In the case we are now considering there could have been no proper motive nor any reasonable excuse for placing before this jury the alleged fact that the Federal Government was paying for the property. In the first place, there is nothing in the record to show it was true; in the second place, it was entirely immaterial and any evidence as to its truth or falsity would have been inadmissible and in the third place it could not help but have been most highly prejudicial to the appellant, and in view of its untruth and obvious immateriality it must have been willfully and intentionally prejudicial. The same objections apply to the questions and remarks as to the taxpayers of East St. Louis informing them that their verdict would not impose any taxes upon them. Appellees *59 having intentionally asked these questions, which amounted to an invitation to the jury that it might as well be liberal with the money of the richest nation in the world, are in no position to offer any excuse whatever for the error which they deliberately caused. To temporize with or to condone such conduct as this would constitute a standing invitation for every lawyer who saw fit to do so to go just as far as he could and take a chance on going just a little bit further in getting immaterial and prejudicial matter before a jury.

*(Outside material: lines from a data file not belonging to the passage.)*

PR #1106, opened 2024-01-30
Detect opportunity to insert new vnode earlier for more efficient DOM manipulation

### LINKED ISSUE #1099: Virtualized list issue
I'm trying to build out a virtualize list within a table and am running into rendering issues.  Following a standard pattern of removing  and adding rows when scrolling through a list on a table. Scroll down, remove nodes from the top and add rows to the bottom while  keeping all indexes up to date with the local state of the entire list. 

issue I'm running into is when I scroll down I'm finding that the entire list re-rerenders after rows are removed from the top of the list.  When scrolling up there is no issue: rows are added to the top of the list and removes from the bottom with existing rows not re-rerendered.

I've narrowed down this issue to this code block: https://github.com/snabbdom/snabbdom/blob/710b319622557196db90422d67a3ed44d48908c6/src/init.ts#L374

deleted rows are pushed down in the dom until they reach the bottom and are removed. This causes all rows to re-render. I believe this is the case. Is it possible to verify and possibly propose a solution to avoid re-rendering all untouched rows when removed top rows/nodes?

paldepind:
This changes the child reordering patch process slightly. Before beginning to move elements around we add an extra case where we check if the end of the new remaining vnodes is brand new and could thus be handled by inserting a new DOM node.

This should address and close #1099.

### DIFF
--- a/src/init.ts
+++ b/src/init.ts
@@ -1,5 +1,5 @@
 import { Module } from "./modules/module";
-import { vnode, VNode } from "./vnode";
+import { Key, vnode, VNode } from "./vnode";
 import * as is from "./is";
 import { htmlDomApi, DOMAPI } from "./htmldomapi";
 
@@ -49,7 +49,7 @@ function isDocumentFragment(
   return api.isDocumentFragment!(vnode as any);
 }
 
-type KeyToIndexMap = { [key: string]: number };
+type KeyToIndexMap = { [key: Key]: number };
 
 type ArraysOf<T> = {
   [K in keyof T]: Array<T[K]>;
@@ -66,7 +66,7 @@ function createKeyToOldIdx(
   for (let i = beginIdx; i <= endIdx; ++i) {
     const key = children[i]?.key;
     if (key !== undefined) {
-      map[key as string] = i;
+      map[key] = i;
     }
   }
   return map;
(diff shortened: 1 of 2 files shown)


test/unit/core.ts
```diff
@@ -837,6 +838,44 @@ describe("snabbdom", function () {
...
+        });
+        it("simultaneous removal in beginning and addition in end", function () {
+          let insertCount = 0;
+          const domApi: DOMAPI = {
+            ...htmlDomApi,
+            insertBefore: (a, b, c) => {
+              insertCount++;
+              htmlDomApi.insertBefore(a, b, c);
+            }
+          };
```
paldepind, line 867: This change has no effect on the resulting DOM, only on the process by which we get there. Hence the test wraps the `htmlDomApi` to be able to observe what goes on in there.

test/unit/core.ts
```diff
@@ -837,6 +838,44 @@ describe("snabbdom", function () {
           assert.equal(elm.children[1].innerHTML, "symbol");
           assert.equal(elm.children[2].innerHTML, "symbol");
         });
+        it("simultaneous addition in beginning and removal in end", function () {
```
paldepind, line 841: This test also passed before this PR. I'm adding it for symmetry with the test below and to make sure that the non-inefficent case reported in #1099 is now tested.

src/init.ts
```diff
@@ -49,7 +49,7 @@ function isDocumentFragment(
   return api.isDocumentFragment!(vnode as any);
 }
 
-type KeyToIndexMap = { [key: string]: number };
```
paldepind, line 52: This is unrelated to the PR but I just happened to improve this type as well.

This court recognizes what every trial lawyer knows, i.e., that it is highly prejudicial to a defendant for a jury to be improperly informed that the defendant is really a very wealthy person or that some wealthy corporation would have to pay the verdict rather than the defendant, and thus invite them to be liberal with some-one-else's money. As we said in McCarthy v. Spring ValleyCoal Co. supra, we have no way of telling what effect this improper conduct had upon the minds of the jurors and there is no means at our command to be sure of stopping this improper and unethical conduct except by reversing judgments so obtained. The rules as to the limits to which counsel may go on the voir dire examination of jurors have been frequently stated by this court and those who seek to venture beyond them must do so at the risk of a reversal of any judgment so obtained.
No objections were made as to instructions, and other errors assigned are not likely to recur on a new trial. For the reasons above indicated, the judgment of the county court of St. Clair county will be reversed and the cause remanded to that court for a new trial.